### PROBLEM TO WORK ON
The full set of entries below needs to be written out exactly.

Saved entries
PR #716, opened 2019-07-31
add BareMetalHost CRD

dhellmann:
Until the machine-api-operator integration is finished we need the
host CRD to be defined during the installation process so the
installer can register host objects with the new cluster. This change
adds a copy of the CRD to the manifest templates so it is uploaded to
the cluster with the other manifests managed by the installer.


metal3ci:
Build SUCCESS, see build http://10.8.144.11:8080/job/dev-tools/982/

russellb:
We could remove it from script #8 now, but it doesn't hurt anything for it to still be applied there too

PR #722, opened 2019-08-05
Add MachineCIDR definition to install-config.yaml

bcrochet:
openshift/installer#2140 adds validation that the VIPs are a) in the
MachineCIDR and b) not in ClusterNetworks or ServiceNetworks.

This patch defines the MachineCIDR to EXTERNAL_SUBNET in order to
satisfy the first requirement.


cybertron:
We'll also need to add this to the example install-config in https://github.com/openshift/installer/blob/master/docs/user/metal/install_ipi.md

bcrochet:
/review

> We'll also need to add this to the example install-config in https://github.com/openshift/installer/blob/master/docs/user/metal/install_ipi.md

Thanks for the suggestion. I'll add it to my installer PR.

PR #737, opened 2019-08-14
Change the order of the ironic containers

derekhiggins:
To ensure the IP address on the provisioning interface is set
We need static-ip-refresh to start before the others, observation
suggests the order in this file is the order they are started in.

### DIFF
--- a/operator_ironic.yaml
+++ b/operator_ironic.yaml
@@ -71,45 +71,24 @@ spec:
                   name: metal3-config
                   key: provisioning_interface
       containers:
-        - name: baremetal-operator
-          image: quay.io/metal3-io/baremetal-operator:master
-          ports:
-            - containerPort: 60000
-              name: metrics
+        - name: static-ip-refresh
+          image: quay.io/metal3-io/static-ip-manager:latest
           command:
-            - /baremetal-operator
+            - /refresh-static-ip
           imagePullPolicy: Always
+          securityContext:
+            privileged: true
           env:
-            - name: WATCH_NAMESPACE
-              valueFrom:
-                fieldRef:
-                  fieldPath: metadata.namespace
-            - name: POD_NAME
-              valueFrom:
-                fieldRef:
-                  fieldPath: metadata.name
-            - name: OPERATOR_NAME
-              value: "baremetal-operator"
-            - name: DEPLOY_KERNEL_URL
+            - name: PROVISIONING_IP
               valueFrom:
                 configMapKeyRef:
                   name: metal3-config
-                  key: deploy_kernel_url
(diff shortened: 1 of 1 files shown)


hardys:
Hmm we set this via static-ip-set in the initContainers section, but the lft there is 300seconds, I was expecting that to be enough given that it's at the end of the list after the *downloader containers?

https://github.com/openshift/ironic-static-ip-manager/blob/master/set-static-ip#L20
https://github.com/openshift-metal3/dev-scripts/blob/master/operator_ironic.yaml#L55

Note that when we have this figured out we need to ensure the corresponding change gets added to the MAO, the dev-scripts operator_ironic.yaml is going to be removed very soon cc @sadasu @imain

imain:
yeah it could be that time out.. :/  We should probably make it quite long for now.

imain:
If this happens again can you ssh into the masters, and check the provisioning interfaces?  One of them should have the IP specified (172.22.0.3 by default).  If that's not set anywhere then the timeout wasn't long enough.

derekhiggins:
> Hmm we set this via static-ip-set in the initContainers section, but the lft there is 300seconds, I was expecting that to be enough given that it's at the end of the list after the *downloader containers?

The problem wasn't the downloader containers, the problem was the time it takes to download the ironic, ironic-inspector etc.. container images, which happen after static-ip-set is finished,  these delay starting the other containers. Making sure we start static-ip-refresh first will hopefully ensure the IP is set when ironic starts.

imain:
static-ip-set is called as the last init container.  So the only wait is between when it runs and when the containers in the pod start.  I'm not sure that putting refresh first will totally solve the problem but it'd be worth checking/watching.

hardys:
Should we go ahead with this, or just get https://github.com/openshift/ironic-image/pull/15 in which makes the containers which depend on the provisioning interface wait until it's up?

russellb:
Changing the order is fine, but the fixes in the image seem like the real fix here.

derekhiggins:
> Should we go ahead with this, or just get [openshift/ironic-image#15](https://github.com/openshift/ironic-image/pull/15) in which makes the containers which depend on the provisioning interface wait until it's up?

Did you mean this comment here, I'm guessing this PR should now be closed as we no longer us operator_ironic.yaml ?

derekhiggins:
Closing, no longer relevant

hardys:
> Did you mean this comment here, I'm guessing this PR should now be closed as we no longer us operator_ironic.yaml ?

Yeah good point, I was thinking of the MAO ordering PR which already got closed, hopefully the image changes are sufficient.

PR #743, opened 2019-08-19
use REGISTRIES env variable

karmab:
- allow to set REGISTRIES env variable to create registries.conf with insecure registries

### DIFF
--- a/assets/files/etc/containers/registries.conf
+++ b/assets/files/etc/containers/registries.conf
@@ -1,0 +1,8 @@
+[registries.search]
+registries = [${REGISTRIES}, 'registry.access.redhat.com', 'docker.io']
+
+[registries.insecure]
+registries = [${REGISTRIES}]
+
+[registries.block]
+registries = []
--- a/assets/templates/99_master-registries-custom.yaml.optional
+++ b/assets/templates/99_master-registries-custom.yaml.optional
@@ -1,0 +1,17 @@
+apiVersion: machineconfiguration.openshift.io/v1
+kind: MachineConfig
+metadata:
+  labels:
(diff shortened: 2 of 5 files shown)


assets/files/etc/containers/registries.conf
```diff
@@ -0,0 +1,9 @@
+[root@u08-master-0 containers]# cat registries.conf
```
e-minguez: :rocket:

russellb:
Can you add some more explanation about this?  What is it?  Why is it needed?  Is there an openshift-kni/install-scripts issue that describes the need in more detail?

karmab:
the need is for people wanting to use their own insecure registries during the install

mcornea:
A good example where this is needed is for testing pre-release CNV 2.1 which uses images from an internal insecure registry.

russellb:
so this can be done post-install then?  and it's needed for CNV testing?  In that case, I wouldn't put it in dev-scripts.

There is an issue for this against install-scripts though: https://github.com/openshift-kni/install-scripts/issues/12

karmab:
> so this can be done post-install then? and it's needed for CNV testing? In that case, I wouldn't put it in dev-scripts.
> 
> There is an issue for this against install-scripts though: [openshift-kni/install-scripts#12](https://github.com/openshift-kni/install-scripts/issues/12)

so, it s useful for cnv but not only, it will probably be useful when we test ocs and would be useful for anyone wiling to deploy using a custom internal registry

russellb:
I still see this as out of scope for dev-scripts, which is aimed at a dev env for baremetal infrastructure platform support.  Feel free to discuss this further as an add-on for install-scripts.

### REPLY
PR #716, opened 2019-07-31
add BareMetalHost CRD

dhellmann:
Until the machine-api-operator integration is finished we need the
host CRD to be defined during the installation process so the
installer can register host objects with the new cluster. This change
adds a copy of the CRD to the manifest templates so it is uploaded to
the cluster with the other manifests managed by the installer.


metal3ci:
Build SUCCESS, see build http://10.8.144.11:8080/job/dev-tools/982/

russellb:
We could remove it from script #8 now, but it doesn't hurt anything for it to still be applied there too

PR #722, opened 2019-08-05
Add MachineCIDR definition to install-config.yaml

bcrochet:
openshift/installer#2140 adds validation that the VIPs are a) in the
MachineCIDR and b) not in ClusterNetworks or ServiceNetworks.

This patch defines the MachineCIDR to EXTERNAL_SUBNET in order to
satisfy the first requirement.


cybertron:
We'll also need to add this to the example install-config in https://github.com/openshift/installer/blob/master/docs/user/metal/install_ipi.md

bcrochet:
/review

> We'll also need to add this to the example install-config in https://github.com/openshift/installer/blob/master/docs/user/metal/install_ipi.md

Thanks for the suggestion. I'll add it to my installer PR.

PR #737, opened 2019-08-14
Change the order of the ironic containers

derekhiggins:
To ensure the IP address on the provisioning interface is set
We need static-ip-refresh to start before the others, observation
suggests the order in this file is the order they are started in.

### DIFF
--- a/operator_ironic.yaml
+++ b/operator_ironic.yaml
@@ -71,45 +71,24 @@ spec:
                   name: metal3-config
                   key: provisioning_interface
       containers:
-        - name: baremetal-operator
-          image: quay.io/metal3-io/baremetal-operator:master
-          ports:
-            - containerPort: 60000
-              name: metrics
+        - name: static-ip-refresh
+          image: quay.io/metal3-io/static-ip-manager:latest
           command:
-            - /baremetal-operator
+            - /refresh-static-ip
           imagePullPolicy: Always
+          securityContext:
+            privileged: true
           env:
-            - name: WATCH_NAMESPACE
-              valueFrom:
-                fieldRef:
-                  fieldPath: metadata.namespace
-            - name: POD_NAME
-              valueFrom:
-                fieldRef:
-                  fieldPath: metadata.name
-            - name: OPERATOR_NAME
-              value: "baremetal-operator"
-            - name: DEPLOY_KERNEL_URL
+            - name: PROVISIONING_IP
               valueFrom:
                 configMapKeyRef:
                   name: metal3-config
-                  key: deploy_kernel_url
(diff shortened: 1 of 1 files shown)


hardys:
Hmm we set this via static-ip-set in the initContainers section, but the lft there is 300seconds, I was expecting that to be enough given that it's at the end of the list after the *downloader containers?

https://github.com/openshift/ironic-static-ip-manager/blob/master/set-static-ip#L20
https://github.com/openshift-metal3/dev-scripts/blob/master/operator_ironic.yaml#L55

Note that when we have this figured out we need to ensure the corresponding change gets added to the MAO, the dev-scripts operator_ironic.yaml is going to be removed very soon cc @sadasu @imain

imain:
yeah it could be that time out.. :/  We should probably make it quite long for now.

imain:
If this happens again can you ssh into the masters, and check the provisioning interfaces?  One of them should have the IP specified (172.22.0.3 by default).  If that's not set anywhere then the timeout wasn't long enough.

derekhiggins:
> Hmm we set this via static-ip-set in the initContainers section, but the lft there is 300seconds, I was expecting that to be enough given that it's at the end of the list after the *downloader containers?

The problem wasn't the downloader containers, the problem was the time it takes to download the ironic, ironic-inspector etc.. container images, which happen after static-ip-set is finished,  these delay starting the other containers. Making sure we start static-ip-refresh first will hopefully ensure the IP is set when ironic starts.

imain:
static-ip-set is called as the last init container.  So the only wait is between when it runs and when the containers in the pod start.  I'm not sure that putting refresh first will totally solve the problem but it'd be worth checking/watching.

hardys:
Should we go ahead with this, or just get https://github.com/openshift/ironic-image/pull/15 in which makes the containers which depend on the provisioning interface wait until it's up?

russellb:
Changing the order is fine, but the fixes in the image seem like the real fix here.

derekhiggins:
> Should we go ahead with this, or just get [openshift/ironic-image#15](https://github.com/openshift/ironic-image/pull/15) in which makes the containers which depend on the provisioning interface wait until it's up?

Did you mean this comment here, I'm guessing this PR should now be closed as we no longer us operator_ironic.yaml ?

derekhiggins:
Closing, no longer relevant

hardys:
> Did you mean this comment here, I'm guessing this PR should now be closed as we no longer us operator_ironic.yaml ?

Yeah good point, I was thinking of the MAO ordering PR which already got closed, hopefully the image changes are sufficient.

PR #743, opened 2019-08-19
use REGISTRIES env variable

karmab:
- allow to set REGISTRIES env variable to create registries.conf with insecure registries

### DIFF
--- a/assets/files/etc/containers/registries.conf
+++ b/assets/files/etc/containers/registries.conf
@@ -1,0 +1,8 @@
+[registries.search]
+registries = [${REGISTRIES}, 'registry.access.redhat.com', 'docker.io']
+
+[registries.insecure]
+registries = [${REGISTRIES}]
+
+[registries.block]
+registries = []
--- a/assets/templates/99_master-registries-custom.yaml.optional
+++ b/assets/templates/99_master-registries-custom.yaml.optional
@@ -1,0 +1,17 @@
+apiVersion: machineconfiguration.openshift.io/v1
+kind: MachineConfig
+metadata:
+  labels:
(diff shortened: 2 of 5 files shown)


assets/files/etc/containers/registries.conf
```diff
@@ -0,0 +1,9 @@
+[root@u08-master-0 containers]# cat registries.conf
```
e-minguez: :rocket:

russellb:
Can you add some more explanation about this?  What is it?  Why is it needed?  Is there an openshift-kni/install-scripts issue that describes the need in more detail?

karmab:
the need is for people wanting to use their own insecure registries during the install

mcornea:
A good example where this is needed is for testing pre-release CNV 2.1 which uses images from an internal insecure registry.

russellb:
so this can be done post-install then?  and it's needed for CNV testing?  In that case, I wouldn't put it in dev-scripts.

There is an issue for this against install-scripts though: https://github.com/openshift-kni/install-scripts/issues/12

karmab:
> so this can be done post-install then? and it's needed for CNV testing? In that case, I wouldn't put it in dev-scripts.
> 
> There is an issue for this against install-scripts though: [openshift-kni/install-scripts#12](https://github.com/openshift-kni/install-scripts/issues/12)

so, it s useful for cnv but not only, it will probably be useful when we test ocs and would be useful for anyone wiling to deploy using a custom internal registry

russellb:
I still see this as out of scope for dev-scripts, which is aimed at a dev env for baremetal infrastructure platform support.  Feel free to discuss this further as an add-on for install-scripts.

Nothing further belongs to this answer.